Materials provided START

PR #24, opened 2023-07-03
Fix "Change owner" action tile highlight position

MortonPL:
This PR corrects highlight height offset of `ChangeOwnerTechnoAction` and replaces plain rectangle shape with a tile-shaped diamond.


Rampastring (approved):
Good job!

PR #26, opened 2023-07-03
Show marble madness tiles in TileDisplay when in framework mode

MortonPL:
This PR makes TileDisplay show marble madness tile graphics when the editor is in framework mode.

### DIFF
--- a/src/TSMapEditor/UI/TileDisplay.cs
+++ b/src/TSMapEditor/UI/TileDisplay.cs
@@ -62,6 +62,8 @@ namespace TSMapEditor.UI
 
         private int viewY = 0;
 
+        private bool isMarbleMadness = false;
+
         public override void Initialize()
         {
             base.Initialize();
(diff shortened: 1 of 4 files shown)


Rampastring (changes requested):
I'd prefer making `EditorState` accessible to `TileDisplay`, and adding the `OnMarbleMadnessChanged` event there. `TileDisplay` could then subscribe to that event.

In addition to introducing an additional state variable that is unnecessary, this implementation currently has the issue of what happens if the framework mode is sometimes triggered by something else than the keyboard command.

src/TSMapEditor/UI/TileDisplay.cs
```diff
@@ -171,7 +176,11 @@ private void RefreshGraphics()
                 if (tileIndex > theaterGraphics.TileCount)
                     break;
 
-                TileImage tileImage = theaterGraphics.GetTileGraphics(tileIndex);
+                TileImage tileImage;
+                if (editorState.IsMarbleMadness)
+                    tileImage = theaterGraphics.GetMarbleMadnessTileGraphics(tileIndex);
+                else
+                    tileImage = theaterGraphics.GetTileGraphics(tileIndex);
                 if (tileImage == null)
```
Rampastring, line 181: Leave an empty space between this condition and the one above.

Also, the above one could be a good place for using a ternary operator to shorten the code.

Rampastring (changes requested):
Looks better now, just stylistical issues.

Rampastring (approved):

Materials provided END
Materials provided START

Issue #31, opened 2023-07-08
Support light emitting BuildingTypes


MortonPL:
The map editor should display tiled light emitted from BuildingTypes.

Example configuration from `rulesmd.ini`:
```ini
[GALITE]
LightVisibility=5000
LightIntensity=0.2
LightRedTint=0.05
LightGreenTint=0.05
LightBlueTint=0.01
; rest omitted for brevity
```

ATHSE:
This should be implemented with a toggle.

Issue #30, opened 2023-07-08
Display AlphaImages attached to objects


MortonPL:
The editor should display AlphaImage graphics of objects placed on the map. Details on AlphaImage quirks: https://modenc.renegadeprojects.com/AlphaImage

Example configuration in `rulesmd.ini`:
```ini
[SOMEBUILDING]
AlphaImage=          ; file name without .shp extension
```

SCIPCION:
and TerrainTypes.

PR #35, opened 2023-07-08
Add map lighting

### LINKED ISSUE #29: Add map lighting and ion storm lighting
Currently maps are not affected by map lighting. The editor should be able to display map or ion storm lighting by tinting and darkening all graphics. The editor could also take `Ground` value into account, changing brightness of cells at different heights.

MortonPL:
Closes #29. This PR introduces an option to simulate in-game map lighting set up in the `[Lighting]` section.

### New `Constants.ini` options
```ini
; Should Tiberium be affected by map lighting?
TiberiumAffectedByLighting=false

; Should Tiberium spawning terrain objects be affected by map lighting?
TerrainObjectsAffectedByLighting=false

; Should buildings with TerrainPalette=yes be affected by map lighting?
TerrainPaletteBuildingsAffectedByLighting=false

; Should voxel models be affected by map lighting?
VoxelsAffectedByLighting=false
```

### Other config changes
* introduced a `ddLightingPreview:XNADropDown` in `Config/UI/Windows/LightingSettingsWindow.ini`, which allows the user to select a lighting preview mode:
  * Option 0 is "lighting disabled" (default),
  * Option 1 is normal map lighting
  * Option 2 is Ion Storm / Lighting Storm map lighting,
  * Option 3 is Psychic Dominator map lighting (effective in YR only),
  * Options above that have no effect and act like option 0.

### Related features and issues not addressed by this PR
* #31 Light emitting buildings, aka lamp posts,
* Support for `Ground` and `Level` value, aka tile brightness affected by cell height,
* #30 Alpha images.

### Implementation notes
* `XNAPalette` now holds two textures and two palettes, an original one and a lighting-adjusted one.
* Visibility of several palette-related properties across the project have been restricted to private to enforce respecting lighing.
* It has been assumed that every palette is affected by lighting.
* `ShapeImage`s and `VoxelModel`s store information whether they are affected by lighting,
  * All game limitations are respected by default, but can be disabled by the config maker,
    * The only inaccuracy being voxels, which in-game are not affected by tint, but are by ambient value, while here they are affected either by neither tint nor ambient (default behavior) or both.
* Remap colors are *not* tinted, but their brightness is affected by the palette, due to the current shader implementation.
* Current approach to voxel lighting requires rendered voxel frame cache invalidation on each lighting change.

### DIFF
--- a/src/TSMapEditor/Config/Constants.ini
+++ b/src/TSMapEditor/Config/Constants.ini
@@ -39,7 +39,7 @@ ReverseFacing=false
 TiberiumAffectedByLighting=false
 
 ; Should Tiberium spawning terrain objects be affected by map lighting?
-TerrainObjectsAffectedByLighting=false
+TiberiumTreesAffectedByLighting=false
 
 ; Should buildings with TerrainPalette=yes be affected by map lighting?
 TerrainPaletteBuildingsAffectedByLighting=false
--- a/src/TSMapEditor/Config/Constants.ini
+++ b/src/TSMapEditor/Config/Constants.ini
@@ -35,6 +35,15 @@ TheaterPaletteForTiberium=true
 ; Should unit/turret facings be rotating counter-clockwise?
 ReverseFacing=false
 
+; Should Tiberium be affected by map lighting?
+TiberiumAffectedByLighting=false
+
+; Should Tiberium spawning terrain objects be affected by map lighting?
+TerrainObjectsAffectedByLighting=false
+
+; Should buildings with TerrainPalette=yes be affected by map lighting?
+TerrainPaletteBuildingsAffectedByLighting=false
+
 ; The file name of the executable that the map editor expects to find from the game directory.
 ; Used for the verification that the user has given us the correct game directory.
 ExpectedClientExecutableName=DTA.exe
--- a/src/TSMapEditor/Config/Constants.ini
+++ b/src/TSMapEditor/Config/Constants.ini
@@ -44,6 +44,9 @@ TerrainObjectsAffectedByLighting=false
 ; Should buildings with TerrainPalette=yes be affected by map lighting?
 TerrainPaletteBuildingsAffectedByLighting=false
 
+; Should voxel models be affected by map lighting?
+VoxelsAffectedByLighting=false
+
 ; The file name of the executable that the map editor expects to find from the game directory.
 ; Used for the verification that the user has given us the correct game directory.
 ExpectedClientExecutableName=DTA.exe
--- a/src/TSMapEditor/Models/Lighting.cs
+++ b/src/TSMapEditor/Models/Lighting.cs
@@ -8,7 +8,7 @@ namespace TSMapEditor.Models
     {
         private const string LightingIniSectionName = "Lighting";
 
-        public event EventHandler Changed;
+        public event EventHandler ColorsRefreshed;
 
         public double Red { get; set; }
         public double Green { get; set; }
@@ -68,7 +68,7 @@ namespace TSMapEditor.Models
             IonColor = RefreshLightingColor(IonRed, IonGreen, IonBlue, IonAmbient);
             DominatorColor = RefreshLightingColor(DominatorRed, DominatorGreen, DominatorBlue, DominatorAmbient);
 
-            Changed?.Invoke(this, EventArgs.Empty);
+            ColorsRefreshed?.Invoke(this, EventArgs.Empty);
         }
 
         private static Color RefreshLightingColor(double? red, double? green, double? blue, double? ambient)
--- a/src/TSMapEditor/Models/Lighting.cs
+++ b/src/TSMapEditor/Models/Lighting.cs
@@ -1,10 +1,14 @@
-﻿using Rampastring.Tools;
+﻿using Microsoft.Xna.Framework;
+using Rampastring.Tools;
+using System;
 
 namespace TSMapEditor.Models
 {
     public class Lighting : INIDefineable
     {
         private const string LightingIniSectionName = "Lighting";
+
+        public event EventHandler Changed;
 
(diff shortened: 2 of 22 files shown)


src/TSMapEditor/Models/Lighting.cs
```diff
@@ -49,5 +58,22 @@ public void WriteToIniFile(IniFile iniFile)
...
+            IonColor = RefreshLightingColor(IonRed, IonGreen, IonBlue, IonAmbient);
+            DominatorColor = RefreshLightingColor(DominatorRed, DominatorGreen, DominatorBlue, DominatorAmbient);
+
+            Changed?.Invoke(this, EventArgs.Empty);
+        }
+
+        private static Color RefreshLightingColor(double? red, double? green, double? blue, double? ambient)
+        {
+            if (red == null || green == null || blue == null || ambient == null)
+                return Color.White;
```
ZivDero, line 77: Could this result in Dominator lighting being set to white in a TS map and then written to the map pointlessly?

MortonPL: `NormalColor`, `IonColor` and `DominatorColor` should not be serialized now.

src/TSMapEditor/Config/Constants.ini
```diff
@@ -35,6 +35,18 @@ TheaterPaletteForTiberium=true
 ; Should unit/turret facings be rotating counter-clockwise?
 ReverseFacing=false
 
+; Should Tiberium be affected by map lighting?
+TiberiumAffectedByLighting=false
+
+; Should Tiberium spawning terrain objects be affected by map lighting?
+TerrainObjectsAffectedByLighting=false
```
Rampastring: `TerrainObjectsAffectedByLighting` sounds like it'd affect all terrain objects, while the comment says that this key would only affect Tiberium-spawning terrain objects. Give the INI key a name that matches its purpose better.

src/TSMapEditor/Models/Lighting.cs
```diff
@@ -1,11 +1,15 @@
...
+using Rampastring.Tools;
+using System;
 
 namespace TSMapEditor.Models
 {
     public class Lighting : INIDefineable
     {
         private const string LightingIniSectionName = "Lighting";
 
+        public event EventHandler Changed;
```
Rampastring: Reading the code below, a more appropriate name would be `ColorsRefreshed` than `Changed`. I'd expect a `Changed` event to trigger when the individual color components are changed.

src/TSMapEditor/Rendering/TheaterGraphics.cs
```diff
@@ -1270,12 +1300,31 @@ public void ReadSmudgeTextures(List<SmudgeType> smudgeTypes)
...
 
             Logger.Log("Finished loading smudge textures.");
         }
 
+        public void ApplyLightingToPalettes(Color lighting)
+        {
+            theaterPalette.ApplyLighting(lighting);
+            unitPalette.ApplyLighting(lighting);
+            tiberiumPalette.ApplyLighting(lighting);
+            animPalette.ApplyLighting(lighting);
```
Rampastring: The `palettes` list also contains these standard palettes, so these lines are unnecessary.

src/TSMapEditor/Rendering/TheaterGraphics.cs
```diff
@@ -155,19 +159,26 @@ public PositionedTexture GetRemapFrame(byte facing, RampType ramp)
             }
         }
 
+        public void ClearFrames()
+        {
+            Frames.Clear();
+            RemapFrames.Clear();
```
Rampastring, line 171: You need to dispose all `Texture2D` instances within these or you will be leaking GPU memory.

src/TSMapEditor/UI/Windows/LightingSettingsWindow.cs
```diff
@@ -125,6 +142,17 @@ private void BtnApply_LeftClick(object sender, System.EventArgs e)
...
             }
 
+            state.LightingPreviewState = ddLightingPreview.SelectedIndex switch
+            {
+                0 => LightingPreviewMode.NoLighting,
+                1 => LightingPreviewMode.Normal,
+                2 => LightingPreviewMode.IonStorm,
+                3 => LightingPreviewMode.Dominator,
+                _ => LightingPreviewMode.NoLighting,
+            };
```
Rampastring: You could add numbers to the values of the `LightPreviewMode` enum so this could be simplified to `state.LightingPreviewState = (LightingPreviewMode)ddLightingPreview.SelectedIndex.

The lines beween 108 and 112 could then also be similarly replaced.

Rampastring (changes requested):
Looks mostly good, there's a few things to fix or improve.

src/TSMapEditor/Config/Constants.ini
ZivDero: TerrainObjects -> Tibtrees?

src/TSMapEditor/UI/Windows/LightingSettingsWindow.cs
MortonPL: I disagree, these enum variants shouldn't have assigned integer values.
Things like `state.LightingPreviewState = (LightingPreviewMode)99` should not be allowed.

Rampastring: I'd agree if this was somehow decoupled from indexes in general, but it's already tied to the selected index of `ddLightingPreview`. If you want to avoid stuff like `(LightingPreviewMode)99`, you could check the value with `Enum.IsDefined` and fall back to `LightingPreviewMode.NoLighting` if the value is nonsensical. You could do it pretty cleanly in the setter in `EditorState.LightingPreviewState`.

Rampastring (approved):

Materials provided END

> Task statement: How many lines in the records contain the string "values"? Give the number by itself.

> Exercise response: 2